122. Blagosklonny, M.V. Rapamycin for Longevity: Opinion Article. Aging (Albany NY) 2019, 11, 8048–8067, doi:10.18632/aging.102355.

 

 

In the end we made also a new paragraph with future perspectives of our article

 

Future studies should focus on translating the promising preclinical findings of senolytics and geroprotectors into effective and safe human therapies for skin aging, with particular attention to personalized approaches that account for individual variations in aging mechanisms and responses.And further research is needed to elucidate the intricate interplay between dermal fibroblast plasticity, cellular senescence, and ECM remodeling in the context of skin aging, particularly in identifying novel molecular targets and biomarkers that can predict and monitor the effectiveness of interventions.

 

Author Response File: Author Response.docx

Round 2

Reviewer 1 Report

Comments and Suggestions for Authors

The manuscript has been significantly improved by the authors' complete reworking of the bibliography list, significant additions to the text, and editing figures.

However, the latest version has a few incorrectly formatted references (67, 69, 70, 71, 73, 76, 77, 120, etc. - Authors) and there are other technical errors in the text.

 

Author Response

 

Comments 1: The manuscript has been significantly improved by the authors' complete reworking of the bibliography list, significant additions to the text, and editing figures.

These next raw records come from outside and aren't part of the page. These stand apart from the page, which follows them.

Issue #1977, opened 2016-05-13
Out-of-scope operators sometimes included in operator grammar?


nad:
Consider the following code:

```agda
module Bug where

module M where

  postulate
    [_] : Set₁ → Set

Foo = [ M.undefined ]
```

Agda correctly rejects this code, but I think the error message is strange:

```
Could not parse the application [ M.undefined ]
Operators used in the grammar:
  [_] (closed operator) [[_] (.../Bug.agda:6,5-8)]
```

Why is `[_]` (claimed to be?) included in the grammar? If `M.undefined` is replaced by `Set`, then the error message is more reasonable:

```
Not in scope:
  [ at .../Bug.agda:8,7-8
```

nad:
The operator `[_]` is only included in the grammar in the qualified form `M.[_]`. I've fixed the problem by printing `M.[_]` instead of `[_]` in the error message. However, one might also want to consider excluding the operator from the grammar, to make grammars smaller and error messages shorter. Currently the operator is included because `flattenScope` includes every name that is qualified by `M`.

andreasabel:
Seems like #8079 properly fixes this issue:
- #8079

PR #8073, opened 2025-08-24
globally cache small Term variables

AndrasKovacs:
Store `Var i []` for `i < 128` statically. In a72399c04ef9701e8713062fef20e240e4c5cd03, small variables are only cached on deserialization, now they are cached pretty much everywhere, by turning the original `Var` constructor into a pattern synonym which potentially looks up from the cache. This mildly decreases total memory usage for the `std-lib-test`, decreases total allocations from 612 GB to 606 GB and leaves runtime roughly the same. 

Here's a small sample of `std-lib-test` total memory usages:

- On commit b95a2ca4de00f5a7c35b7edc4e0183970b68f999, before serialization changes:
  - Runs (MB): 2960, 3000, 2966, 2949, 3151, 2946
  - Max: 3151
  - Average: 2995.34
- On commit a72399c04ef9701e8713062fef20e240e4c5cd03, after serialization changes:
   - Runs (MB): 3235, 3132, 3118, 3142, 2794, 3119
   - Max: 3235
   - Average: 3090
- On this PR:
   - Runs (MB): 3083, 2771, 2985, 2677, 3105, 2742
   - Max: 3105
   - Average: 2894

Issue #5670, opened 2021-11-23
OperatorsExpr parsing blows up on large file


AndrasKovacs:
On Agda 2.6.2, `Parsing.OperatorsExp` as reported by `-vprofile:7` takes 14 seconds on this [10k line file](https://github.com/AndrasKovacs/smalltt/blob/f9c27e825993d7e16282701d83941cf394f63725/bench/stlc10k.agda).

The file just repeats the same  ~130 lines containing a Church-encoded simply-typed LC, but all top-level symbols are uniquely renamed each time. The 5k line version of the same thing parses in 0,5 seconds, so there's probably something funny going on.

andreasabel:
Should we maybe look at `flattenScope`?
https://github.com/agda/agda/blob/982e18cdcbb2355d571bc05a8a98811fe6b48525/src/full/Agda/Syntax/Concrete/Operators.hs#L182-L183 
Doing something which is linear in the scope for _every_ application might easily spoil the fun (quadratic!).

nad:
Some other parts of the code might also be problematic:

https://github.com/agda/agda/blob/982e18cdcbb2355d571bc05a8a98811fe6b48525/src/full/Agda/Syntax/Concrete/Operators.hs#L184

https://github.com/agda/agda/blob/982e18cdcbb2355d571bc05a8a98811fe6b48525/src/full/Agda/Syntax/Concrete/Operators.hs#L278-L295

An operator grammar is built for each expression, and as an optimisation this is done based on the name parts in the expression. I guess it would be possible to maintain maps from name parts to names containing those name parts. One could still construct problematic examples, for instance if lots of operators contain the same name part, but I suspect that the problem that the code in the OP exhibits is more common in practice (note that this code does not contain any operators).

andreasabel:
History:
- 73a28d600f383d5097cece7f42ddd018bff15db1 (Sep 2015 @nad):  Made (many) operator grammars smaller. This implies that some error messages become shorter.
- 703c9e9d44da01713b301911343c9a2414bce105 (Mar 2015 @nad): Made the operator parser roughly 60% faster (for the standard library, with my current setup) by making use of the knowledge of which name parts occur in the expression/pattern to be parsed.
- Qualified mixfix operators 3b4389931044b739539b8124a29cf2b7260b1479 (2011 @UlfNorell) 

One could try to backport the OP to Agda 2.3.2 and see whether there is the same performance degradation.

nad:
[...]

PR #8079, opened 2025-08-26
Fix operator parsing asymptotics

AndrasKovacs:
Fix operator parsing asymptotics (#5670) by storing information about name parts in namespaces, and only looking up relevant names when building parsers for operator parsing. 

- `NameSpace` gets an extra field with type `Map RawName NamesInScope`. Recall that `NamesInScope` is `Map C.Name (List1 AbstractName)`. The `RawName`-s are name parts of operators or notations, and the `NamesInScope`-s are keyed by concrete names in which the name part occurs. 
- It's computed as follows:
  - It's incrementally updated when we bind a name to the current scope. 
  - It's recomputed for the current scope after opening a module.
  - It's recomputed for an imported module that's not opened. 
  - It's recomputed for newly created scopes when doing a `copyScope`. 
- Operator parsing works as follows:
  - We compute a "flattened" scope as before, but it's computed by only looking up relevant name parts. Flattened scopes are renamed to `OperatorScope`. Parser building and logic is unchanged.
  - We don't store any extra information about local variables. We scan them fully when we build `OperatorScope`-s. 
  - If a raw application does not contain any name which is a name part of an operator or notation, we don't even build parsers, we just directly compute the application. 

#### Benchmarking

The large files below without operators are parsed in roughly linear time. This finally makes it possible to properly benchmark Agda in the smalltt benchmark suite. I haven't tried large files with operators but it should be similar. 
- A [5K line file](https://github.com/AndrasKovacs/smalltt/blob/b5fc9b3747dcbf8c71ca9f976afb7b574b630996/bench/stlc_lessimpl5k.agda) is parsed in 382ms.
- A [10k line file](https://github.com/AndrasKovacs/smalltt/blob/b5fc9b3747dcbf8c71ca9f976afb7b574b630996/bench/stlc_lessimpl10k.agda) is parsed in 820ms.

`std-lib-test`:

|           | master | PR |
| --------|------------|------|
| Total  | 153,268ms | 151,650ms | 
| Serialization | 18,319ms | 18,754ms |
| Deserialization | 2,518ms | 3,177ms |
| Parsing (total) | 9,832ms | 4,595ms |
| OperatorsExpr | 6,121ms | 1,295ms |
| OperatorsPattern | 950ms | 440ms |
| Total RAM | 2771 MB | 3193 MB |
| Total alloc | 604,8 GB | 583,7 GB |

Note: there's significant variance in total RAM as seen e.g. in #8073; the average total RAM usage on `master` is more like 2900 MB. The extra name part information is serialized, so it makes serialization and deserialization slower, and probably increases total RAM usage, but I'll have to do more test runs for that. 

[TypeTopology](https://github.com/martinescardo/TypeTopology):

|    | master | PR |
|----|-----------|------|
| Total | 291,155ms | 261,738ms |
| Serialization | 11,069ms | 11,640ms |
| Deserialization | 2,232ms | 2,426ms |
| Parsing (total) | 43,169ms | 11,075ms |
| OperatorsExpr | 34,110ms | 3,695ms |
| OperatorsPattern | 2,432ms | 697ms |
| Total RAM | 2830 MB | 3059 MB |
| Total alloc | 1321,3 GB | 1143,2 GB |

Overall: there is a RAM usage increase, but I think that it's very clear that the new parser is preferable. The quadratic parsing is IMO just plain broken, and we can try to find other ways to decrease total RAM usage (and I'm sure there are numerous ways to do that).


nad:
Even if you use caching Agda always parses the entire file, and I've suspected that the operator parser has been the reason for delays when I have worked with certain long files. I tested this PR, and for one project it seems to lower the type-checking time by roughly half a minute/5% (under certain circumstances).

plt-amy:
This caused a regression when renaming operators in an `import` declaration:

```agda
module Test287 where -- toplevel

postulate
  Int : Set
  _+ℤ_ : Int → Int → Int
```

```agda
module Test286 where -- toplevel

import Test287 as ℤ renaming (_+ℤ_ to _+_)

f : ℤ.Int → ℤ.Int → ℤ.Int
f x y = x ℤ.+ y
{-
error: [NotInScope]
Not in scope:
  ℤ.+ at [...]/Test286.agda:7.11-14
    (did you mean 'ℤ._+_'?)
when scope checking ℤ.+
-}
```

This does not happen if the `import` is replaced by the following.

```agda
module Test286 where -- toplevel

module nested where postulate
  Int : Set
  _+ℤ_ : Int → Int → Int
private module ℤ = nested renaming (_+ℤ_ to _+_)
```

AndrasKovacs:
@plt-amy Thanks! I fixed it.

andreasabel:
@AndrasKovacs Could you add the test that @plt-amy found to this PR?  Apparently we had a gap in our test-suite.

AndrasKovacs:
Here's my CI run: https://github.com/AndrasKovacs/agda/pull/2

- I added Amy's test case.
- I have some cases in `interaction`, `fail` and `succeed` where highlight ranges in warnings are wider by one character than in `master`. I think that this is innocuous and I'd like to ignore it.
- I have the same mismatch in `interaction/Error-in-imported-module` as in #8084, which somehow detects running in an Agda fork.
- I got two transient `stack` bugs in the run: https://github.com/commercialhaskell/pantry/issues/111 which caused two stack build jobs to fail.

test/interaction/Error-in-imported-module.out
```diff
@@ -1,7 +1,7 @@
...
-(agda2-info-action "*Error*" "Error-in-imported-module/M.agda:6.7-10: error: [UnequalTerms] Set !=< Nat when checking that the expression Nat has type Nat" nil '(83 84 (symbol) t) '(85 86 (symbol) t) '(99 100 (symbol) t) '(112 113 (symbol) t) '(114 117 (function) nil nil ("agda-default-include-path/Agda/Primitive.agda" . 388)) '(122 125 (function) nil nil ("agda-default-include-path/Agda/Builtin/Nat.agda" . 203)) '(160 163 (function) nil nil ("agda-default-include-path/Agda/Builtin/Nat.agda" . 203)) '(173 176 (function) nil nil ("agda-default-include-path/Agda/Builtin/Nat.agda" . 203)))
+(agda2-info-action "*Error*" "Error-in-imported-module/M.agda:6.7-10: error: [UnequalTerms] Set !=< Nat when checking that the expression Nat has type Nat" nil '(81 82 (symbol) t) '(83 84 (symbol) t) '(97 98 (symbol) t) '(110 111 (symbol) t) '(112 115 (function) nil nil ("agda-default-include-path/Agda/Primitive.agda" . 388)) '(120 123 (function) nil nil ("agda-default-include-path/Agda/Builtin/Nat.agda" . 203)) '(158 161 (function) nil nil ("agda-default-include-path/Agda/Builtin/Nat.agda" . 203)) '(171 174 (function) nil nil ("agda-default-include-path/Agda/Builtin/Nat.agda" . 203)))
```
andreasabel: Please discard these changes and take the version from current `master`.

test/Fail/Issue5819.err
```diff
@@ -1,4 +1,5 @@
-Issue5819.agda:108.36-52: warning: -W[no]RewritesNothing
+
```
andreasabel, line 1: This blank line is already produced by `master`, not new in this PR.

test/Fail/QuoteHidden.err
```diff
@@ -1,4 +1,4 @@
-QuoteHidden.agda:6.5-16: error: [CannotQuote.Hidden]
+QuoteHidden.agda:6.5-18: error: [CannotQuote.Hidden]
```
andreasabel, line 1: It feels these range changes are an improvement, because now the final braces of arguments passed as hidden/instance are included in the range.

test/Fail/Issue1977.err
```diff
@@ -1,5 +1,5 @@
-Issue1977.agda:8.7-22: error: [NoParseForApplication]
-Could not parse the application [ M.undefined ]
-Operators used in the grammar:
-  M.[_] (closed operator) [[_] (Issue1977.agda:6.5-8)]
-when scope checking [ M.undefined ]
+Issue1977.agda:8.7-8: error: [NotInScope]
+Not in scope:
+  [
+  at Issue1977.agda:8.7-8
+when scope checking [
```
andreasabel, line 5: This feels like a real behavioral change.
The old parser seemed to have taken `[_]` into account even though it was only in the scope as qualified, but then decided that it cannot use it after all.
The new parser does not consider `[_]` in the first place.
This seems to be a better behavior, and it fixes #1977 properly.

andreasabel:
@AndrasKovacs wrote:
> * I added Amy's test case.

Good.  
Do you think a test can be constructed that would blow up with Agda predating this PR but check quickly using this PR?
Such a test would have to be constructed such that the other components of the Agda pipeline to not overshadow the time spend on operator parsing.
Maybe a test that succeeds in the scope checking phase but then has an early type error?

> * I have some cases in `interaction`, `fail` and `succeed` where highlight ranges in warnings are wider by one character than in `master`. I think that this is innocuous and I'd like to ignore it.

I checked some of the cases and all were improvements, AFAICT.  I think the difference is that final braces are now included in the range.

> * I have the same mismatch in `interaction/Error-in-imported-module` as in [Inverse scope optimization #8084](https://github.com/agda/agda/pull/8084), which somehow detects running in an Agda fork.

See above.

> * I got two transient `stack` bugs in the run: [Probable concurrency issue with `updateHackageIndex` commercialhaskell/pantry#111](https://github.com/commercialhaskell/pantry/issues/111) which caused two stack build jobs to fail.

Unfortunately they became more frequent with the migration of Stackage away from FPcomplete.

AndrasKovacs:
Everything passed except for the ghostly stack failures: https://github.com/AndrasKovacs/agda/pull/2

> Do you think a test can be constructed that would blow up with Agda predating this PR but check quickly using this PR?

Absolutely, for example the 10K line file that I linked earlier. But that's not very good for the test suite because it takes inconveniently long to check. We need a large number of binders to get dominated by quadratic parsing. I'll try to cook up some files which are as fast as possible for checking and as slow as possible for scope flattening.

AndrasKovacs:
The following is reasonable:
```agda
postulate
  f : Set -> Set
  x0 : f Set
  x1 : f Set
  x2 : f Set
  x3 : f Set
  ...
```
For 2000 lines:
- master: 296ms parsing, 435ms total
- PR: 49ms parsing, 214ms total

Another with operators (although there's no asymptotic difference):
```agda
postulate
  _+_ : Set -> Set -> Set
  x0 : Set + Set
  x1 : Set + Set
  x2 : Set + Set
  x3 : Set + Set
  ...
```
2000 lines:
- master: 354ms parsing, 520ms total
- PR: 76ms parsing, 271ms total

I'm not sure though how these should be recorded in the test suite.

andreasabel:
> 2000 lines:
> 
> * master: 354ms parsing, 520ms total
> * PR: 76ms parsing, 271ms total
> 
> I'm not sure though how these should be recorded in the test suite.

I guess the gap here is not large enough to be noticeable by just running the testsuite and seeing if we are stuck somewhere.

We have a test, `test/Succeed/Issue6097-5.agda` that is reported to run 15s (even on my fast machine), but due to lack of documentation I cannot interpret timing.  Is it supposed to run that long or is this an indication of a regression?
(CC @nad who authored the test in f9648a68ef435b47eb7bf24aa1cca16324a1c14f)
I would say that seeing `make test` freeze for a clearly noticable period (like 15s) should be the indication of a performance problem.
If this is how things should be interpreted then we would have to clarify the status of `test/Succeed/Issue6097-5.agda`.
But then also the runtime gap you can produce with the above examples does not seem large enough (factor 2).

AndrasKovacs:
I'm thinking more about capturing the profile output of a test and failing on a time ratio. For asymptotics issues this can be made as reliable as we want, independently of the runner hardware. Just eyeballing tests being slow is too crude IMO.

nad:
> We have a test, `test/Succeed/Issue6097-5.agda` that is reported to run 15s (even on my fast machine), but due to lack of documentation I cannot interpret timing. Is it supposed to run that long or is this an indication of a regression?

I doubt that I intended the test to run for that long. The code includes the following comment:

https://github.com/agda/agda/blob/729ad1676f6df70a4cbc0ba62b57cd74697ce0ee/test/Succeed/Issue6097-5.agda#L109-L111

I chose to not include the slow code in the test suite. Perhaps my partial fix of issue #6097 from f9648a68ef435b47eb7bf24aa1cca16324a1c14f has been undone by later changes.

andreasabel:
The regression happened in 2.6.4.  I opened #8096:
- #8096

andreasabel:
@AndrasKovacs : Do you want this PR merged now or keep working on it?

AndrasKovacs:
It can be merged.

plt-amy:
Didn't run into any other issues checking the 1Lab, here are the relevant times, compared to the commit we're pointing at:

|                                           | 5cb475a67135ca4ce42428c6f0294cea58a3ca2b | #8079    |
|-------------------------------------------|------------------------------------------|----------|
| Parsing                                   | 6,072ms                                  | 6,100ms  |
| Parsing.OperatorsExpr                     | 37,426ms                                 | 2,583ms  |
| Parsing.OperatorsPattern                  | 4,444ms                                  | 664ms    |
| Serialization                             | 37,442ms                                 | 40,074ms |
| Deserialization                           | 5,018ms                                  | 4,821ms  |

Edit 2: It was [`-finfo-table-map`](https://downloads.haskell.org/ghc/latest/docs/users_guide/debug-info.html#ghc-flag-finfo-table-map)…

|                          | 5cb475a67135ca4ce42428c6f0294cea58a3ca2b | #8079, no `-finfo-table-map` |   change |           speedup |
|:-------------------------|-----------------------------------------:|-----------------------------:|---------:|------------------:|
| Total                    |                                8:51.868s |                    8:33.895s | -17.973s |             3.38% |
| Parsing.OperatorsExpr    |                                  37.426s |                       2.486s |  -34.94s | :tada: **93.36%** |
| Parsing.OperatorsPattern |                                   4.444s |                        652ms |  -3.792s | :tada: **85.33%** |
| Deserialization          |                                   5.018s |                       4.525s |   -493ms |             9.82% |
| Parsing                  |                                   6.072s |                       6.004s |    -68ms |             1.12% |
| Serialization            |                                  37.442s |                      37.147s |   -295ms |             0.79% |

However, the latest version has a few incorrectly formatted references (67, 69, 70, 71, 73, 76, 77, 120, etc. - Authors) and there are other technical errors in the text.

Response 1: We sincerely thank you for the constructive feedback and appreciation of the substantial improvements made to the manuscript. In response to the remaining concerns:

 

• We have carefully reviewed and corrected the formatting of the references indicated (67, 69, 70, 71, 73, 76, 77, 120)
• We have standardized the formatting throughout the manuscript and clearly distinguished all subheadings to enhance the overall structure.
• We have inserted clear references in the text to Figures 1, 3, and 4 to enhance clarity and guidance for the reader.
• Table 1 has been reformatted using the MDPI template, ensuring alignment with the journal's publication standards.

We hope these changes adequately address the reviewer’s comments. Thank you again for your valuable input.

 

 

 

 

Reviewer 2 Report

Comments and Suggestions for Authors

The authors answered all my requests; therefore, the manuscript can be accepted.

Author Response

Comments 1: The authors answered all my requests; therefore, the manuscript can be accepted.

 

Response 1: Thank you very much for your positive feedback and for the time and effort you dedicated to reviewing our manuscript. We appreciate your helpful comments throughout the revision process.

Reviewer 3 Report

Comments and Suggestions for Authors

the authors addressed my comments well.

Author Response

Comments 1: the authors addressed my comments well.

Response 1: Thank you very much for your positive feedback and for the time and effort you dedicated to reviewing our manuscript. We appreciate your helpful comments throughout the revision process.